Organlegger #7 came out in August 1973. The first issue had been produced just the month before. So was it a weekly? Never. But it had been a daily.

Elst Weinstein hauled his ditto machine and supplies to San Francisco in case they’d come in handy for whatever mischief we got into at the 1973 Westercon, a 5-day convention. The Westercon daily newzine had an aloof tone, and was full of official announcements. Elst and I were tempted to parody it until we considered how much real news we knew and that it would be more fun to launch a rival zine and play it straight.

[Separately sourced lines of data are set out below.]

PR #2016, opened 2024-12-16
Track un-active instrumentation for better reporting

RonFed:
This PR changes when the instrumentation manager tracks an instrumentation.
Once an instrumentation is initialized, we should start tracking it even if it fails to load.
The reason is, that we need to call the reporter once the process exits (so it can report/clean it) - however, if we only track the PID once the instrumentation is loaded we won't be able to invoke the reporter properly once a failed-to-load instrumentation needs to be cleaned.

Each PID we track is marked whether the instrumentation is active (loaded successfully) or not - by the inst field being nil or not.
For un-active PIDs we won't apply config updates.

In addition, in case we get an exec event on a non-active PID, we try to instrument it again. This is helpful in cases of chain-loading where the first executable is written in a language we can't instrument, while the second is valid for instrumentation.


instrumentation/manager.go
```diff
@@ -266,10 +273,15 @@ func (m *manager[ProcessGroup, ConfigGroup]) handleProcessExecEvent(ctx context.
...
-	err = inst.Load(ctx)
-	// call the reporter regardless of the load result - as we want to report the load status
-	reporterErr := m.handler.Reporter.OnLoad(ctx, e.PID, err, pg)
-	if err != nil {
+	loadErr := inst.Load(ctx)
+
+	// we need to track the instrumentation even if the load failed.
+	// consider a reporter which writes a persistent record for a failed/successful load
+	// we need to notify the reporter once that PID exists to clean up the resources
+	m.startTrackInstrumentation(e.PID, inst, pg, configGroup, loadErr == nil)
```
blumamir, line 281: if we had an error with the `Load`, it means that at this point the `inst` is not longer relevant. We will not need to call `Close` or apply config to it since it's not loaded. Thus, I recommend to consider using `nil` instead of `inst` in this case so that it doesn't get called accidentally and cause hard to find bug

instrumentation/manager.go
```diff
@@ -27,6 +27,11 @@ type instrumentationDetails[processGroup ProcessGroup, configGroup ConfigGroup]
 	inst Instrumentation
 	pg   processGroup
 	cg   configGroup
+
+	// active is used to track if the instrumentation is loaded successfully or not.
+	// we want to track the instrumentation even if it failed to load, to be able to report the error
+	// and clean up the instrumentation resources and the reporter resources once the process exits.
+	active bool
```
blumamir, line 34: consider:

```suggestion
	loaded bool
```

to maintain a consistent terminology with existing terms.

blumamir (approved):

Though it was a Sampo Westercon in the Bay Area, many of the con’s most interesting stories involved Southern Californians. Larry Niven was a GoH (in those days he was also hawking memberships in the highly-amusing parody Trantorcon in 23,309). Marjii Ellers scored a coup in the Masquerade as the “Queen of Air and Darkness”. The LA smofs bid for (and won) the right to try their own Bay Area Westercon, OakLaCon in 1975. And so on. Elst and I filled several ditto-reproduced issues of Organlegger by the end of the con.

The experience also confirmed I’d been bitten by the newzine bug. When I got home I took over the title and set out to print all the fannish news people felt Locus was neglecting (which was plenty even then, in only its fifth year of publication!) Organlegger failed to last only because I was a college student who simply couldn’t afford the project. The zine survived just long enough to report LASFS’ purchase of its first clubhouse — indeed, 2008 is the 35th anniversary.

If you’re someone who enjoys all the nostalgia brought on by a whiff of twiltone, don’t miss this opportunity. Bwana wants six bucks minimum. Buyer pays postage. Bidding ends February 18.